Excerpted records:
= Beginning of Section =

PR #1327, opened 2023-06-10
src: add Env::GetModuleFileName

KevinEady:
Adds wrapper for `Napi::Env::GetModuleFileName()` from release of Node-API v9.

### DIFF
--- a/napi-inl.h
+++ b/napi-inl.h
@@ -572,6 +572,14 @@ void Env::DefaultFiniWithHint(Env, DataType* data, HintType*) {
 }
 #endif  // NAPI_VERSION > 5
 
+#if NAPI_VERSION > 8
+inline std::string_view Env::GetModuleFileName() const {
+  const char* result;
+  napi_status status = node_api_get_module_file_name(_env, &result);
+  NAPI_THROW_IF_FAILED(*this, status, std::string_view());
+  return std::string_view(result);
+}
+#endif  // NAPI_VERSION > 8
 ////////////////////////////////////////////////////////////////////////////////
 // Value class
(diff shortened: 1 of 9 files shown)


KevinEady:
|Node Version|Link|Status|
|-|-|-|
|20|https://ci.nodejs.org/job/node-test-node-addon-api-new/7560/||
|21|https://ci.nodejs.org/job/node-test-node-addon-api-new/7561/||

napi-inl.h
```diff
@@ -572,6 +572,14 @@ void Env::DefaultFiniWithHint(Env, DataType* data, HintType*) {
 }
 #endif  // NAPI_VERSION > 5
 
+#if NAPI_VERSION > 8
+inline std::string_view Env::GetModuleFileName() const {
+  const char* result;
+  napi_status status = node_api_get_module_file_name(_env, &result);
```
legendecas, line 578: Node.js v16.x is still compiled with [C++14](https://github.com/nodejs/node/blob/v16.x/common.gypi#L405), however `std::string_view` is available since c++17. I think we should avoid using c++17 features here.

KevinEady: Mhmm mhmm that makes sense ... So then would we prefer the alternative of node-addon-api returning a new `std::string` by copying the `const char* result`?

legendecas: Would it be good to return the `const char* result`? If needed, copying the result with `std::string` is fairly easy.

gabrielschulhof (dismissed):

legendecas (approved):
Thanks

mhdawson (approved):
LGTM

mhdawson:
Landed in b83e453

= End of Section =

Task prompt: Working from the entries above, find every line in which the word "approved" occurs and copy it.

Result:
legendecas (approved):
mhdawson (approved):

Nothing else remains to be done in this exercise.